For detecting unusual values in a time series:
Use hypothesis testing when you need to determine whether an observed difference is likely real or could be due to random chance. Common scenarios:
| Scenario | Test | When to Use |
|---|---|---|
| Compare two group means | t-test (independent) | Normal data, two groups |
| Compare two group proportions | z-test for proportions | Conversion rates, binary outcomes |
| Compare paired measurements | Paired t-test | Before/after on same entities |
| Compare 3+ group means | ANOVA | Multiple segments or variants |
| Non-normal data, two groups | Mann-Whitney U test | Skewed metrics, ordinal data |
| Association between categories | Chi-squared test | Two categorical variables |
Statistical significance means the difference is unlikely due to chance.
Practical significance means the difference is large enough to matter for business decisions.
A difference can be statistically significant but practically meaningless (common with large samples). Always report:
When you find a correlation, explicitly consider:
What you can say: "Users who use feature X have 30% higher retention" What you cannot say without more evidence: "Feature X causes 30% higher retention"
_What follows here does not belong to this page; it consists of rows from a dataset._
PR #2495, opened 2020-03-23
changed: use AquiferConfig when setting up aquifers

akva2:

PR #2497, opened 2020-03-23
Avoid deck usage in simulator

akva2:
- Use unit system from state
- Remove additional call to checkMissingFeatures (already called from flow.cpp / flow_tag.hpp).

With these, https://github.com/OPM/opm-common/pull/1627 and https://github.com/OPM/opm-simulators/pull/2495 I can finally run flow without a deck instance. This potentially yields huge memory savings on root process in large parallel runs. 

I'm not trying to take the convenience vs sanity fight now, but just as a FYI; On one case I am looking at this means we need 4GB insteady of 8GB on root process..


akva2:
jenkins build this please

atgeirr:
Good, merge when green.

When you test many hypotheses, some will be "significant" by chance:
A trend in aggregated data can reverse when data is segmented:
You can only analyze entities that "survived" to be in your dataset:
Aggregate trends may not apply to individuals:
Be wary of false precision:
Make data-driven prioritization decisions faster
Draft PRDs, status updates, and stakeholder presentations
Example
Create executive summary of Q3 roadmap, monthly progress report, feature launch announcement
Save 3-5 hours/week on communication overhead
Prerequisites
Time Estimate
30-60 minutes to see productivity improvements
Steps
Common Pitfalls
✓ Do
✗ Don't
💡 Pro Tips
✓ Use when
Use for user story writing, competitive research, roadmap prioritization, stakeholder communication, and PRD drafting. Best for reducing repetitive documentation and research work.
✗ Avoid when
Avoid for strategic product vision (requires deep customer empathy), pricing decisions (needs market and financial expertise), or when face-to-face customer discovery is more valuable than speed.
mattpocock/skills
parcadei/continuous-claude-v3
cursor/plugins
ailabs-393/ai-labs-claude-skills
pproenca/dot-skills
mattpocock/skills
Solid pick for teams standardizing on skills: statistical-analysis is focused, and the summary matches what you get after install.
We added statistical-analysis from the explainx registry; install was straightforward and the SKILL.md answered most questions upfront.
I recommend statistical-analysis for anyone iterating fast on agent tooling; clear intent and a small, reviewable surface area.
statistical-analysis fits our agent workflows well — practical, well scoped, and easy to wire into existing repos.
Useful defaults in statistical-analysis — fewer surprises than typical one-off scripts, and it plays nicely with `npx skills` flows.
Registry listing for statistical-analysis matched our evaluation — installs cleanly and behaves as described in the markdown.
statistical-analysis reduced setup friction for our internal harness; good balance of opinion and flexibility.
Useful defaults in statistical-analysis — fewer surprises than typical one-off scripts, and it plays nicely with `npx skills` flows.
statistical-analysis is among the better-maintained entries we tried; worth keeping pinned for repeat workflows.
statistical-analysis has been reliable in day-to-day use. Documentation quality is above average for community skills.